Menzies Institute for Medical Research, University of Tasmania, Hobart, Australia.
Department of Epidemiology and Preventive Medicine, Monash University, Melbourne, Australia.
Am J Med. 2017 Oct;130(10):1211-1218. doi: 10.1016/j.amjmed.2017.04.038. Epub 2017 May 24.
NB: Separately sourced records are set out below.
PR #4303, opened 2021-04-23
S1751 FP fix with Anonymous Method Expression

### LINKED ISSUE #2441: S1751 False positive: delegate returning value wrongly considered as affecting loop
**Repro steps**

```
public delegate T FalsePositive1_Delegate<out T>();

/// <summary>
/// The return in a delegate is wrongly considered as a return in the owner loop.
/// </summary>
private static void FalsePositive()
{
	List<object> entries = new List<object>() { new object() };

	foreach (object entry in entries)
	{
		FalsePositive_Sub<int>(
			delegate () { return -1; }  // Return in delegate is considered as return in the foreach.
			);
	}

	// Went past the loop.
	Console.WriteLine("Went past the loop");        //NOSONAR.
}

private static void FalsePositive_Sub<T>(FalsePositive1_Delegate<T> action)
{
	// Nothing to do.
}
```

**Expected behavior**

Rule S1751 should not be triggered

**Actual Behavior**

The return in the delegate is wrongly considered as early exit of the loop

**Related information**

Sonar C# version  7.11

csaba-sagi-sonarsource:
Fixes #2441

### DIFF
--- a/analyzers/src/SonarAnalyzer.CSharp/Rules/UnconditionalJumpStatement.cs
+++ b/analyzers/src/SonarAnalyzer.CSharp/Rules/UnconditionalJumpStatement.cs
@@ -38,12 +38,12 @@ namespace SonarAnalyzer.Rules.CSharp
         protected override ILanguageFacade<SyntaxKind> Language => CSharpFacade.Instance;
 
         protected override ISet<SyntaxKind> LoopStatements { get; } = new HashSet<SyntaxKind>
-            {
-                SyntaxKind.ForEachStatement,
-                SyntaxKind.ForStatement,
-                SyntaxKind.WhileStatement,
-                SyntaxKind.DoStatement
-            };
+        {
+            SyntaxKind.ForEachStatement,
+            SyntaxKind.ForStatement,
+            SyntaxKind.WhileStatement,
+            SyntaxKind.DoStatement
+        };
 
         protected override LoopWalkerBase<StatementSyntax, SyntaxKind> GetWalker(SyntaxNodeAnalysisContext context)
             => new LoopWalker(context, LoopStatements);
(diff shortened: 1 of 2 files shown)


analyzers/src/SonarAnalyzer.CSharp/Rules/UnconditionalJumpStatement.cs
```diff
@@ -42,12 +42,12 @@ public sealed class UnconditionalJumpStatement : UnconditionalJumpStatementBase<
         public override ImmutableArray<DiagnosticDescriptor> SupportedDiagnostics { get; } = ImmutableArray.Create(rule);
         protected override GeneratedCodeRecognizer GeneratedCodeRecognizer => CSharpGeneratedCodeRecognizer.Instance;
         protected override ISet<SyntaxKind> LoopStatements { get; } = new HashSet<SyntaxKind>
-        {
-            SyntaxKind.ForEachStatement,
-            SyntaxKind.ForStatement,
-            SyntaxKind.WhileStatement,
-            SyntaxKind.DoStatement
-        };
+            {
```
costin-zaharia-sonarsource, line 45: pedantic: I think we don't need to shift this with 4 spaces. The other field you changed is aligned with the visibility modifier.

analyzers/tests/SonarAnalyzer.UnitTest/TestCases/UnconditionalJumpStatement.cs
```diff
@@ -544,4 +544,32 @@ static void Throw()
...
+            {
+                Delegate1 d1 = delegate () { return -1; }; // Compliant
+            }
+        }
+
+        Func<int> myFunc3()
+        {
+            while (true)
+            {
+                return (Func<int>)delegate () { return -1; }; // Noncompliant
```
costin-zaharia-sonarsource, line 571: You can add a link to the issue.

costin-zaharia-sonarsource (changes requested):
It looks good. I've added just a two minor comments.

costin-zaharia-sonarsource (approved):
LGTM!

PR #4306, opened 2021-04-26
Fix S2368 FP: Params keyword on jagged arrays

### LINKED ISSUE #4225: Don't raise S2368 which complains about multidimensional arrays when params keyword is declared on jagged arrays
### Description

The rule S2368 currently fires when the `params` keyword is used on jagged (nested) arrays.

However, at least for two-level jagged arrays declared with `params`, the caller of the function usually just experiences them as a variadic number of distinct arguments of the same type, so the warning should not be triggered in this case.

Additionally, the diagnostics should be fixed to stop calling jagged arrays "multidimensional", as multidimensional arrays (like `byte[,]`) are something different as jagged (nested) arrays (like `byte[][]`). 

### Repro steps

```
namespace SonarLintBugS2368
{
    using System;

    public static class GuidHelper
    {
        public static Guid CreateNameBasedGuid(params byte[][] nameComponents)
        {
            return Guid.Empty;
        }
    }
}
```

### Expected behavior

S2368 does not raise on this method.

### Actual behavior

S2368 is raised on this method, and additionally falsely claims the jagged array to be a multidimensional array.

### Known workarounds

Declare the method as private, and provide N public wrapper methods with 1, 2, 3, ... n parameters of type byte[].

### Related information

* C# Version 8.0 (but works with older versions, too).
* Visual Studio version 2019
* MSBuild / dotnet version: .NET 4.8 / .NET Core 3.1
* SonarScanner for .NET version (if used): SonarScanner for MSBuild 4.9/SonarScanner 4.3.0.2102 (Also reproducible with SonarLint for VS 2019 Version 4.33.1.28913)

csaba-sagi-sonarsource:
Fixes #4225

### DIFF
--- a/analyzers/src/SonarAnalyzer.Common/Rules/PublicMethodWithMultidimensionalArrayBase.cs
+++ b/analyzers/src/SonarAnalyzer.Common/Rules/PublicMethodWithMultidimensionalArrayBase.cs
@@ -28,7 +28,7 @@ namespace SonarAnalyzer.Rules.Common
     public abstract class PublicMethodWithMultidimensionalArrayBase : SonarDiagnosticAnalyzer
     {
         protected const string DiagnosticId = "S2368";
-        protected const string MessageFormat = "Make this method private or simplify its parameters to not use multidimensional arrays.";
+        protected const string MessageFormat = "Make this method private or simplify its parameters to not use multidimensional/jagged arrays.";
 
         protected abstract GeneratedCodeRecognizer GeneratedCodeRecognizer { get; }
     }
--- a/analyzers/src/SonarAnalyzer.Common/Rules/PublicMethodWithMultidimensionalArrayBase.cs
+++ b/analyzers/src/SonarAnalyzer.Common/Rules/PublicMethodWithMultidimensionalArrayBase.cs
@@ -60,13 +60,15 @@ namespace SonarAnalyzer.Rules.Common
                 SyntaxKindsOfInterest.ToArray());
         }
 
-        private static bool MethodHasMultidimensionalArrayParameters(IMethodSymbol methodSymbol)
-        {
-            return methodSymbol.Parameters
-                .Select(param => param.Type as IArrayTypeSymbol)
-                .WhereNotNull()
-                .Any(type => type.Rank > 1 || type.ElementType is IArrayTypeSymbol);
-        }
+        private static bool MethodHasMultidimensionalArrayParameters(IMethodSymbol methodSymbol) =>
+            methodSymbol.Parameters.Any(param => param.Type is IArrayTypeSymbol arrayType
+                                                 && (arrayType.Rank > 1
+                                                     || IsJaggedArrayParam(param, arrayType)));
+
+        private static bool IsJaggedArrayParam(IParameterSymbol param, IArrayTypeSymbol arrayType) =>
+            param.IsParams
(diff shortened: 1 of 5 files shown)


csaba-sagi-sonarsource:
Do you agree to update the message of the rule from "Make this method private or simplify its parameters to not use multidimensional arrays." to "Make this method private or simplify its parameters to not use multidimensional or jagged arrays." ?

analyzers/tests/SonarAnalyzer.UnitTest/TestCases/PublicMethodWithMultidimensionalArray.vb
```diff
@@ -38,6 +38,16 @@ Namespace Tests.Diagnostics
...
         End Sub
+
+        Public Sub Method7(ParamArray a As Integer()()) ' Compliant
+        End Sub
+
+        Public Sub Method8(ParamArray a As Integer()()()) ' Noncompliant
+        End Sub
+
+        Sub Method9(ParamArray a As Integer()(,)) ' Compliant
+        End Sub
```
andrei-epure-sonarsource, line 49: can you add a test with a parameterless declaration? (null param array)

```
    Sub Main
        Console.WriteLine("Hello, world!")
    End Sub
```

analyzers/src/SonarAnalyzer.Common/Rules/PublicMethodWithMultidimensionalArrayBase.cs
```diff
@@ -60,13 +60,15 @@ protected sealed override void Initialize(SonarAnalysisContext context)
                 SyntaxKindsOfInterest.ToArray());
         }
 
-        private static bool MethodHasMultidimensionalArrayParameters(IMethodSymbol methodSymbol)
-        {
-            return methodSymbol.Parameters
-                .Select(param => param.Type as IArrayTypeSymbol)
-                .WhereNotNull()
```
andrei-epure-sonarsource, line 67: why did you remove the null-check?

analyzers/tests/SonarAnalyzer.UnitTest/TestCases/PublicMethodWithMultidimensionalArray.cs
```diff
@@ -36,6 +36,18 @@ public void MethodX(int[] a)
         public void Method5(int[,] a) //Compliant, implements interface
         {
         }
+
+        void Method6(params int[][,] a) // Compliant
+        {
+        }
+
+        public void Method7(params int[][] a) // Compliant
```
andrei-epure-sonarsource, line 44: can you also add with
```
public void Method7(int[][] a, params int[][] b) {}
```

analyzers/tests/SonarAnalyzer.UnitTest/TestCases/PublicMethodWithMultidimensionalArray.cs
```diff
@@ -36,6 +36,18 @@ public void MethodX(int[] a)
         public void Method5(int[,] a) //Compliant, implements interface
         {
         }
+
+        void Method6(params int[][,] a) // Compliant
```
andrei-epure-sonarsource, line 40: and also with `public void Method61(int[,][] a) {}`?

andrei-epure-sonarsource (changes requested):
I suggest to add more tests, otherwise looks very nice!

andrei-epure-sonarsource (approved):
LGTM

PR #4308, opened 2021-04-26
Fix S5332 FP: Don't raise http warning for xml namespace

### LINKED ISSUE #4124: Fix S5332 FP: Don't raise http warning for xml namespace
As seen on SonarCloud for S4MSB:
https://sonarcloud.io/project/security_hotspots?id=sonarscanner-msbuild&pullRequest=937&hotspots=AXgCSAIHik2AsAwb1Bpy

HTTP should not trigger the issue when assigned to field/variable/property/argument with "Namespace" in it's name:

```C#
[XmlRoot(ElementName = "SonarProjectConfig", Namespace = "http://www.sonarsource.com/msbuild/analyzer/2021/1")]
public class ProjectConfig
{
}
```

Same FP will happen in #4120 in our repo.

dmitry-golovinov-sonarsource:
Fixes #4124

### DIFF
--- a/analyzers/src/SonarAnalyzer.CSharp/Rules/Hotspots/ClearTextProtocolsAreSensitive.cs
+++ b/analyzers/src/SonarAnalyzer.CSharp/Rules/Hotspots/ClearTextProtocolsAreSensitive.cs
@@ -18,6 +18,7 @@
  * Inc., 51 Franklin Street, Fifth Floor, Boston, MA  02110-1301, USA.
  */
 
+using System;
 using System.Collections.Generic;
 using System.Collections.Immutable;
 using System.Text.RegularExpressions;
@@ -123,8 +124,7 @@ namespace SonarAnalyzer.Rules.CSharp
 
         private void VisitStringExpressions(SyntaxNodeAnalysisContext c)
         {
-            var text = GetText(c.Node);
-            if (GetUnsafeProtocol(text, c.Node) is {} unsafeProtocol)
+            if (GetUnsafeProtocol(c.Node) is {} unsafeProtocol)
             {
                 c.ReportDiagnosticWhenActive(Diagnostic.Create(DefaultRule, c.Node.GetLocation(), unsafeProtocol, recommendedProtocols[unsafeProtocol]));
             }
@@ -134,8 +134,9 @@ namespace SonarAnalyzer.Rules.CSharp
             objectCreation.ArgumentList?.Arguments.Count > 0
             && validServerRegex.IsMatch(GetText(objectCreation.ArgumentList.Arguments[0].Expression));
 
-        private string GetUnsafeProtocol(string text, SyntaxNode node)
+        private string GetUnsafeProtocol(SyntaxNode node)
         {
+            var text = GetText(node);
             if (httpRegex.IsMatch(text) && !IsNamespace(node.Parent))
             {
                 return "http";
@@ -176,7 +177,7 @@ namespace SonarAnalyzer.Rules.CSharp
             };
 
         private static bool TokenContainsNamespace(SyntaxToken token) =>
-            token.Text.Contains("Namespace");
+            token.Text.IndexOf("Namespace", StringComparison.OrdinalIgnoreCase) != -1;
 
         private static Regex CompileRegex(string pattern, bool ignoreCase = true) =>
             new Regex(pattern, ignoreCase
--- a/analyzers/src/SonarAnalyzer.CSharp/Rules/Hotspots/ClearTextProtocolsAreSensitive.cs
+++ b/analyzers/src/SonarAnalyzer.CSharp/Rules/Hotspots/ClearTextProtocolsAreSensitive.cs
@@ -124,7 +124,7 @@ namespace SonarAnalyzer.Rules.CSharp
         private void VisitStringExpressions(SyntaxNodeAnalysisContext c)
         {
             var text = GetText(c.Node);
-            if (GetUnsafeProtocol(text) is {} unsafeProtocol)
+            if (GetUnsafeProtocol(text, c.Node) is {} unsafeProtocol)
             {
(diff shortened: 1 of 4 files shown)


analyzers/src/SonarAnalyzer.CSharp/Rules/Hotspots/ClearTextProtocolsAreSensitive.cs
```diff
@@ -134,10 +134,32 @@ private void VisitStringExpressions(SyntaxNodeAnalysisContext c)
             objectCreation.ArgumentList?.Arguments.Count > 0
             && validServerRegex.IsMatch(GetText(objectCreation.ArgumentList.Arguments[0].Expression));
 
-        private string GetUnsafeProtocol(string text)
+        private string GetUnsafeProtocol(string text, SyntaxNode node)
         {
             if (httpRegex.IsMatch(text))
             {
+                switch (node.Parent)
```
andrei-epure-sonarsource, line 141: this looks like it could be a method "isNamespace", arrow-bodies with a switch expression

and then the `if` condition on line 139 would be `if (httpRegex.IsMatch(text) && !isNamespace())`

analyzers/src/SonarAnalyzer.CSharp/Rules/Hotspots/ClearTextProtocolsAreSensitive.cs
```diff
@@ -124,7 +124,7 @@ private static void VisitAssignments(SyntaxNodeAnalysisContext context)
         private void VisitStringExpressions(SyntaxNodeAnalysisContext c)
         {
             var text = GetText(c.Node);
-            if (GetUnsafeProtocol(text) is {} unsafeProtocol)
+            if (GetUnsafeProtocol(text, c.Node) is {} unsafeProtocol)
```
andrei-epure-sonarsource, line 127: now that you are passing `c.Node` to `GetUnsafeProtocol`, wouldn't it be better to call `GetUnsafeProtocol(c.Node)` and retrieve the text inside the method?

analyzers/tests/SonarAnalyzer.UnitTest/TestCases/Hotspots/ClearTextProtocolsAreSensitive.cs
```diff
@@ -158,6 +159,58 @@ public void Ftp()
...
+            var NamespaceLikeVar = "ftp://a:a@foo.com/";  // Noncompliant
+            NamespaceLikeArgument = "ftp://a:a@foo.com/";  // Noncompliant
+            NamespaceLikeField = "ftp://a:a@foo.com/";  // Noncompliant
+            NamespaceLikeProperty = "ftp://a:a@foo.com/";  // Noncompliant
+
+            var namespaceLikeVar = "http://www.sonarsource.com/msbuild/analyzer/2021/1";  // Noncompliant
+            string[] NamespaceArray = new string[1];
+            NamespaceArray[0] = "http://www.sonarsource.com/msbuild/analyzer/2021/1";  // Noncompliant
+
+            var NaaamespaceLikeVar = "http://www.sonarsource.com/msbuild/analyzer/2021/1";  // Noncompliant
```
andrei-epure-sonarsource, line 202: I find the "Naaamespace" a bit difficult to read in the test (I ask myself if it's intended or not, if it's a typo...) 

it could just be "foo" or just "namefoo" if you want to test that the full "namespace" string is checked

analyzers/tests/SonarAnalyzer.UnitTest/TestCases/Hotspots/ClearTextProtocolsAreSensitive.cs
```diff
@@ -158,6 +159,58 @@ public void Ftp()
...
+        private string NaaamespaceLikeProperty { get; set; }
+
+        public void Foo(string NaaamespaceLikeArgument, string NamespaceLikeArgument = "ftp://a:a@foo.com/")  // Noncompliant
+        {
+            var NamespaceLikeVar = "ftp://a:a@foo.com/";  // Noncompliant
+            NamespaceLikeArgument = "ftp://a:a@foo.com/";  // Noncompliant
+            NamespaceLikeField = "ftp://a:a@foo.com/";  // Noncompliant
+            NamespaceLikeProperty = "ftp://a:a@foo.com/";  // Noncompliant
+
+            var namespaceLikeVar = "http://www.sonarsource.com/msbuild/analyzer/2021/1";  // Noncompliant
```
andrei-epure-sonarsource, line 198: why is this Noncompliant? shouldn't the check ignore casing? it's about making sure we don't raise on any sort of namespace

analyzers/tests/SonarAnalyzer.UnitTest/TestCases/Hotspots/ClearTextProtocolsAreSensitive.cs
```diff
@@ -158,6 +159,58 @@ public void Ftp()
...
+
+    [XmlRoot(ElementName = "SonarProjectConfig", Namespace = "http://www.sonarsource.com/msbuild/analyzer/2021/1")]
+    public class NamespaceLikeAssignment
+    {
+        private string NamespaceLikeField = "http://www.sonarsource.com/msbuild/analyzer/2021/1";
+        private string NamespaceLikeProperty { get; set; }
+
+        public void Foo(string NamespaceLikeArgument)
+        {
+            var NamespaceLikeVar = "http://www.sonarsource.com/msbuild/analyzer/2021/1";
```
andrei-epure-sonarsource, line 171: could you also add tests with `fooNamespace` and `FOO_NAMESPACE`?

And add some test cases:

```
using System;
using System.Xml.Serialization;

[XmlRoot(Namespace=XML_NAMESPACE)]
public class C {
    public const string XML_NAMESPACE = "http://x";
}

public static class Constants {
    public const String NAMESPACE1 = "http://x";
}
```

andrei-epure-sonarsource (changes requested):
I left some comments

andrei-epure-sonarsource (approved):
LGTM

PR #4309, opened 2021-04-26
Fix S4275 FP: WPF DependencyProperty naming pattern (#3442)

### LINKED ISSUE #3442: S4275 FP with WPF DependencyProperty naming pattern

costin-zaharia-sonarsource:
Fixes #3442


analyzers/src/SonarAnalyzer.CSharp/Rules/PropertiesAccessCorrectField.cs
```diff
@@ -119,6 +121,18 @@ protected override bool ShouldIgnoreAccessor(IMethodSymbol accessorMethod)
             || (property.GetMethod?.DeclaringSyntaxReferences.FirstOrDefault()?.GetSyntax() is AccessorDeclarationSyntax getter
                 && getter.DescendantNodes().Any());
 
+        private static bool ContainsGetOrSetOnDependencyProperty(SyntaxNode syntaxNode, Compilation compilation)
+        {
+            var semanticModel = compilation.GetSemanticModel(syntaxNode.SyntaxTree);
```
andrei-epure-sonarsource: does this have a cost? could you first retrieve the `GetValue`/`SetValue` syntax nodes, and just after get, if the result is non-empty, get the semantic model for the compilation and do the check?

This should also separate the AST-only logic from the semantic logic. WDYT?

costin-zaharia-sonarsource: I was curios about this and I've run the profiler:
image

As far as I can tell `GetSemanticModel` is not time consuming at all. Almost all execution time for this function is spent while running `DerivesFrom` (18ms from 18ms).

I would prefer to let this as it is since the code is easy to read and maintain.

costin-zaharia-sonarsource: `IsMatch` looks like it could be improved but since it's just 1.33% from total rule execution time (18ms from 1346ms) I think that currently it doesn't worth the effort.

analyzers/tests/SonarAnalyzer.UnitTest/TestCases/PropertiesAccessCorrectField.NetFramework.vb
```diff
@@ -0,0 +1,34 @@
...
+
+    Public Shared ReadOnly BackgroundColorProperty As DependencyProperty = DependencyProperty.Register("BackgroundColor", GetType(Color), GetType(Color), New PropertyMetadata(""))
+    Public Shared ReadOnly ForegroundColorProperty As DependencyProperty = DependencyProperty.Register("ForegroundColor", GetType(Color), GetType(Color), New PropertyMetadata(""))
+
+    Private backgroundColor_ As Color
+    Private foregroundColor_ As Color
+
+    Public Property BackgroundColor As Color
+        Get
+            Return GetValue(BackgroundColorProperty)
```
andrei-epure-sonarsource, line 16: could you add a test with GETVALUE, too? it's fine to not support it to keep things simple, but to document that VB is case insensitive

analyzers/src/SonarAnalyzer.VisualBasic/Rules/PropertiesAccessCorrectField.cs
```diff
@@ -160,9 +172,9 @@ private static ExpressionSyntax SingleInvocation(StatementSyntax body)
             if (semanticModel != null && argument.Parent is ArgumentListSyntax argList)
             {
                 var argumentIndex = argList.Arguments.IndexOf(argument);
-                if (semanticModel.GetSymbolInfo(argList.Parent).Symbol is IMethodSymbol methodSymbol &&
-                    argumentIndex < methodSymbol?.Parameters.Length &&
-                    methodSymbol?.Parameters[argumentIndex]?.RefKind != RefKind.None)
```
andrei-epure-sonarsource, line 165: are you confident on the code coverage of the VB test cases for this?

andrei-epure-sonarsource (approved):
LGTM, I suggest to document case insensitivity for VB

but can also be done in a subsequent PR

PR #4310, opened 2021-04-26
S2583 and S2589 False positive when a variable is initialized inside local function

### LINKED ISSUE #3161: S2583 and S2589 False positive when a variable is initialized inside local function
### Description

When a variable is initialized inside local function, S2583 is raised.

### Repro steps
```
public void Test()
{
        string buffer = null;
        Local();
        if (buffer != null)
        {
        }

        void Local()
        {
             buffer = new string('a', 1);
        }
}
```
### Expected behavior

No warning.

### Actual behavior

warning S2583: Change this condition so that it does not always evaluate to 'false'; some subsequent code is never executed.

### Related information

SonarAnalyzer.CSharp.8.4.0.15306
VisualStudio 2019 16.4.4

pavel-mikula-sonarsource:
Fixes #3161


csaba-sagi-sonarsource (approved):
LGTM!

BACKGROUND: The aim of this study was to describe whether maintaining sufficient serum vitamin D levels in people with knee osteoarthritis and baseline vitamin D insufficiency has an association with change in knee structures and symptoms over 2 years. METHODS: Participants (n = 413, mean age 63.2 years) with symptomatic knee osteoarthritis and vitamin D insufficiency were enrolled in a clinical trial. In all, 340 participants (82.3%) completed the study, with 25-hydroxyvitamin D [25(OH)D] measurements at baseline and months 3 and 24. Participants were classified as consistently insufficient [serum 25(OH)D ≤50 nmol/L at months 3 and 24, n = 45], fluctuating [25(OH)D >50 nmol/L at either point, n = 68), and consistently sufficient [25(OH)D >50 nmol/L at months 3 and 24, n = 226] groups. Knee cartilage volume, cartilage defects, bone marrow lesions, and effusion-synovitis volume were assessed using MRI at baseline and month 24. Knee symptoms were assessed at baseline and months 3, 6, 12, and 24 using the Western Ontario and McMaster Universities Arthritis Index. RESULTS: The consistently sufficient group had significantly less loss of tibial cartilage volume (β 2.1%; 95% confidence interval [CI], 0.3%, 3.9%), less increase in effusion-synovitis volume (β -2.5 mL; 95 CI%, -4.7, -0.2 mL), and less loss of Western Ontario and McMaster Universities Arthritis Index physical function (β -94.2; 95% CI, -183.8, -4.5) compared with the consistently insufficient group in multivariable analyses. In contrast, there were no significant differences in these outcomes between the fluctuating and consistently insufficient groups. Changes in cartilage defects, bone marrow lesions, and knee pain were similar between groups. CONCLUSION: This post hoc analysis suggests beneficial effects of maintaining vitamin D sufficiency on cartilage loss, effusion-synovitis, and physical function in people with knee osteoarthritis.
背景:本研究旨在描述膝骨关节炎患者维持足够的血清维生素 D 水平与 2 年内膝关节结构和症状变化的关系。
方法:本临床试验纳入了 413 名有症状的膝骨关节炎和维生素 D 缺乏的患者。共有 340 名参与者(82.3%)完成了研究,在基线、3 个月和 24 个月时测量了 25-羟维生素 D [25(OH)D]。参与者分为持续缺乏组[血清 25(OH)D 在 3 个月和 24 个月时均≤50 nmol/L,n=45]、波动组[25(OH)D 在任何一个时间点都>50 nmol/L,n=68]和持续充足组[25(OH)D 在 3 个月和 24 个月时均>50 nmol/L,n=226]。在基线和 24 个月时,使用 MRI 评估了膝关节软骨体积、软骨缺损、骨髓病变和关节积液-滑膜炎体积。在基线和 3、6、12 和 24 个月时,使用 Western Ontario 和 McMaster 大学关节炎指数评估了膝关节症状。
结果:与持续缺乏组相比,持续充足组的胫骨软骨体积丢失明显减少(β2.1%;95%置信区间[CI],0.3%,3.9%),关节积液-滑膜炎体积增加明显减少(β-2.5 毫升;95%CI%,-4.7,-0.2 毫升),Western Ontario 和 McMaster 大学关节炎指数的躯体功能丧失明显减少(β-94.2;95%CI,-183.8,-4.5)。而在多变量分析中,波动组与持续缺乏组之间在这些结果上没有显著差异。在软骨缺损、骨髓病变和膝关节疼痛方面,各组间的变化相似。
结论:本事后分析表明,维持维生素 D 充足对膝骨关节炎患者软骨丢失、关节积液-滑膜炎和躯体功能有有益影响。